What “good” looks like after 90 days

  • Users clear KYC in ~20–30 seconds on your primary markets, with doc‑free flows where compliant. Your conversion from “KYC started → on-chain action” improves by high single to low double digits. (sumsub.com)
  • On-chain verification costs are predictable and minimized (e.g., ~220k gas per proof on L1 BN254 with 2 public inputs; lower on L2). You can switch to BLS12‑381 verifiers if/when it benefits your calldata/profile. (hackmd.io)
  • Travel Rule connectors prevent partner rejections in EU flows; counterparty discovery works out-of-the-box. (eba.europa.eu)
  • Audit-ready docs cover revocation, issuer governance, and data minimization; you can show exactly “what is attested” without leaking PII.

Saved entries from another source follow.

Issue #2343, opened 2022-10-23
Message Actions Popup doesn't work in thread reply after restarting app


VictorSemenchuk:
## What did you do?
Precondition: I'm using the default UI from StreamChatUI.
1. Open any channel and add reply to any message. Long press on the left reply - context menu displays as expected.
2. Restart the app.
3. Go to the channel which was used at the 1st step and find your reply. Long press on the reply - nothing happens.

## What did you expect to happen?
Context menu displays each type I make long press on a thread reply.

## What happened instead?
Context menu is not displayed if the reply is taken from cache if I make long press on a thread reply. 
Looks like `channel` is `nil` in `MessageDTO` took via `FRC`.

## GetStream Environment
**GetStream Chat version:** 4.22.0
**GetStream Chat frameworks:** StreamChat, StreamChatUI
**iOS version:** 16.0
**Swift version:** 5
**Xcode version:** 14.0.1
**Device:** iPhone 14 Pro

nuno-vieira:
Hi @VictorSemenchuk!

I was able to reproduce the issue. Thank you for the report! We will let know once we have a fix for this one!

Best,
Nuno

AlexanderFulcrum:
Stumbled on the same issue, can be pretty pesky for the user. Is there any ETA on the fix?

nuno-vieira:
> Stumbled on the same issue, can be pretty pesky for the user. Is there any ETA on the fix? 

Hi @AlexanderFulcrum , we don't have a ETA yet, we will let you know once we pick this one up.

nuno-vieira:
Hi @AlexanderFulcrum, @VictorSemenchuk!

Good news, this fix will be shipped in the next release :) 

We let you know once that happens, the ETA is this week, worst case scenario, next week. 

Best,
Nuno

polqf:
Hi! This has been fixed in our latest release [4.25.0](https://github.com/GetStream/stream-chat-swift/releases/tag/4.25.0)
Closing this issue for now, feel free to reopen it if you encounter any issues.

PR #2415, opened 2022-12-14
[CIS-2232] Fix message actions popup in cached thread replies

nuno-vieira:
### 🔗 Issue Links
CIS-2232
https://github.com/GetStream/stream-chat-swift/issues/2343

### 🎯 Goal
Fixes message actions popup not opening in thread replies, after restarting the app (loading replies from the local cache).

### 📝 Summary
When calling `didSelectMessageCell()` the router would not be called because `message.cid` would be `nil`. This should not happen, and replies from the local cache should have the `cid` property. For now, as a workaround, we will use the cid from the data source, so that it is more reliable. I spent quite a lot of time trying to understand why the channel is not attached to the thread reply in the local database, so for now, we will go with the workaround approach.

### 🧪 Manual Testing Notes
- Open a Channel
- Send a message
- Send a thread reply
- Open the thread
- Restart the app (To make sure the threads are loaded from local db)
- Go to the thread above
- Long press a thread reply
- It should open the message actions

### ☑️ Contributor Checklist

### DIFF
--- a/CHANGELOG.md
+++ b/CHANGELOG.md
@@ -11,6 +11,10 @@ The format is based on [Keep a Changelog](https://keepachangelog.com/en/1.0.0/).
 - Fix connecting user with non-expiring tokens (ex: development token) [#2393](https://github.com/GetStream/stream-chat-swift/pull/2393)
 - Fix crash when calling `addDevice()` from background thread [#2398](https://github.com/GetStream/stream-chat-swift/pull/2398)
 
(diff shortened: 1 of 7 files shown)


alteral:
For some reason, Emerge build on the previous build was auto-cancelled by Github. I've restarted [it](https://github.com/GetStream/stream-chat-swift/actions/runs/3641352041), so Emerge build here should pass on the next run.

PR #2433, opened 2023-01-04
[CIS-2241] Do not increment channel unread count for already processed messages

polqf:
### 🔗 Issue Links

https://stream-io.atlassian.net/browse/CIS-2241

### 🎯 Goal

Fix inconsistencies for channel unread counts

### 📝 Summary

There are edge cases in which we get channel updates through HTTP requests, but we then get events for new messages that we have already processed. In this cases, we might end up double counting those messages, and showing an incorrect unread count for those

### 🛠 Implementation

With this changes, for each WebSocket event that notifies of new messages, we are going to be checking if the message is already in database. If the message is already in our database, it means it was already processed, and therefore we don't need to update the unread count based on the event.
For the messages that we receive through WebSockets that are not yet in the database, the behaviour is kept the same. 

### 🧪 Manual Testing Notes

The best way to reproduce this in real world is:
1. Open the app in device A, wait until the sync is complete
2. Stay in the channel list
3. From another device (B), send messages to A, and observe how the unread counts work properly
4. Send A to background (make sure `staysConnectedInBackground` is set to `false`)
5. Open app in device A

Expected behaviour:
6. We fetch all the content, and the unread counts are kept the same

Old behaviour:
7. The messages that were sent during the previous session are DOUBLE COUNTED.
8. In most of the cases the unread count goes back to normal, but in some exceptions the wrong count was kept.

### ☑️ Contributor Checklist

### 🎁 Meme

[CIS-2241]: https://stream-io.atlassian.net/browse/CIS-2241?atlOrigin=eyJpIjoiNWRkNTljNzYxNjVmNDY3MDlhMDU5Y2ZhYzA5YTRkZjUiLCJwIjoiZ2l0aHViLWNvbS1KU1cifQ

### Notes

Ended up going for the count (vs fetch) approach.
// 200 objects ----
// Count:   0,00167 0,00199 0,0006
// Fetch:   0,00129 0,00189 0,0017

// 1000 objects ---
// Count:   0,0006 0,0007
// Fetch:   0,0007 0,0006
 Faster when having ~200, and same when as high as 1000.
In any case, in most of the cases when using the /sync endpoint we would not even reach 200


Sources/StreamChat/Database/DTOs/MessageDTO.swift
```diff
@@ -744,6 +744,17 @@ extension NSManagedObjectContext: MessageDatabaseSession {
 
     func message(id: MessageId) -> MessageDTO? { .load(id: id, context: self) }
 
+    func messageExists(id: MessageId) -> Bool {
+        let request = NSFetchRequest<MessageDTO>(entityName: MessageDTO.entityName)
+        request.predicate = NSPredicate(format: "id == %@", id)
+        do {
+            let count = try count(for: request)
+            return count != 0
```
polqf, line 752: Still to be tested whether this approach using `count` is better than a batch `fetch` using all the ids.
Theory says that individual `count` should be better 🤷

Sources/StreamChat/WebSocketClient/EventMiddlewares/ChannelReadUpdaterMiddleware.swift
```diff
@@ -59,12 +61,19 @@ struct ChannelReadUpdaterMiddleware: EventMiddleware {
...
+        session: DatabaseSession,
+        notificationCenter: EventNotificationCenter
     ) {
         guard let currentUser = session.currentUser else {
             return log.error("Current user is missing", subsystems: .webSocket)
         }
 
+        // If the message exists in the database before processing the current batch of events, it means it was
+        // already processed and we don't have to increase the unread count
+        guard notificationCenter.newMessageIds.contains(message.id) else {
```
polqf, line 73: In line 97, we increment the unread count for this particular channel.
What this line wants to avoid is for us to increment based on a message that was already in the database before processing this event. If it was already in the database, it means it was already processed, therefore we should not be altering the unread count

Sources/StreamChat/Database/DTOs/MessageDTO.swift
martinmitrevski: do you have some resource to share about the performance comparison between `count` and `fetch`?

Sources/StreamChat/WebSocketClient/EventMiddlewares/ChannelReadUpdaterMiddleware.swift
martinmitrevski: This should be the only place where we can show wrong information based on the double handling, right? All the other event middlewares process things that can't add up (e.g. typing, watching, etc).

martinmitrevski (commented):
Looks good ✅ One thing that we should verify is the performance of `count` when there are many messages in the events.
Also, we would need some tests and update the changelog.

Sources/StreamChat/Database/DTOs/MessageDTO.swift
polqf: Added to the description

CHANGELOG.md
```diff
@@ -9,6 +9,7 @@ The format is based on [Keep a Changelog](https://keepachangelog.com/en/1.0.0/).
 - Fix truncated channels being moved to the bottom of the channel list [#2420](https://github.com/GetStream/stream-chat-swift/pull/2420)
 - Fix reactions not insantly updating when enforce unique is true [#2421](https://github.com/GetStream/stream-chat-swift/pull/2421)
 - Fix not being able to delete messages in `pendingSend` state [#2432](https://github.com/GetStream/stream-chat-swift/pull/2432)
+- Fix innacuracies in for channel unread count [#2433](https://github.com/GetStream/stream-chat-swift/pull/2433)
```
martinmitrevski, line 12: typo, should be "inaccuracies"

martinmitrevski (approved):
LGTM! ✅ Just a small typo in the changelog.

Sources/StreamChat/WebSocketClient/EventMiddlewares/ChannelReadUpdaterMiddleware.swift
nuno-vieira, line 73: @polqf Why don't we simply fetch the message from the `DatabaseSession` to check if it already exists? Why do we need the notification centre? I'm 100% following it 🤔

polqf: It does not work as there is another middleware saving the message to the db just before the unread count is processed... And I don't want to rely on the order of the middlewares to do this

Sources/StreamChat/WebSocketClient/EventMiddlewares/ChannelReadUpdaterMiddleware.swift
```diff
@@ -6,20 +6,22 @@ import Foundation
 
 /// A middleware which updates a channel's read events as websocket events arrive.
 struct ChannelReadUpdaterMiddleware: EventMiddleware {
-    func handle(event: Event, session: DatabaseSession) -> Event? {
+    func handle(event: Event, session: DatabaseSession, notificationCenter: EventNotificationCenter) -> Event? {
```
nuno-vieira, line 9: Ideally, we should not break the `EventMiddleware` interface and only add the notification center to this middleware, which is the only one who needs it. This, or provide a protocol or closure to fetch the `newMessageIds`.

This way we only need to change this middleware, and not all of them. This PR will be much smaller as a result of this. 

```suggestion
    weak var notificationCenter: EventNotificationCenter?
    init(notificationCenter: EventNotificationCenter) {
         self.notificationCenter = notificationCenter
    }
    
    func handle(event: Event, session: DatabaseSession) -> Event? {
```

CHANGELOG.md
polqf:
```suggestion
- Fix inaccuracies in for channel unread count [#2433](https://github.com/GetStream/stream-chat-swift/pull/2433)
```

Where to start (and what to buy vs. build)

  • Buy: user verification (KYC vendor with VC/SD‑JWT), Travel Rule messaging, sanctions/KYT screening.
  • Build with us: ZK/attestation integration and verifier contracts, gas optimizations, allowlist/denylist logic in your token/AMM/lending contracts, and your off-chain attestation issuer with automation.
  • Use our internal accelerators and playbooks through custom blockchain development services and cross-chain compliance gating via cross-chain solutions.

Closing thought DeFi doesn’t need to choose between compliance theater and user doxxing. With verifiable credentials, SD‑JWT, and ZK proofs wired into EAS or Polygon ID—and with Travel Rule connectors where they matter—you can admit the right users, preserve privacy, and keep costs low. The result is better conversion, fewer blocked transfers, and procurement-ready evidence.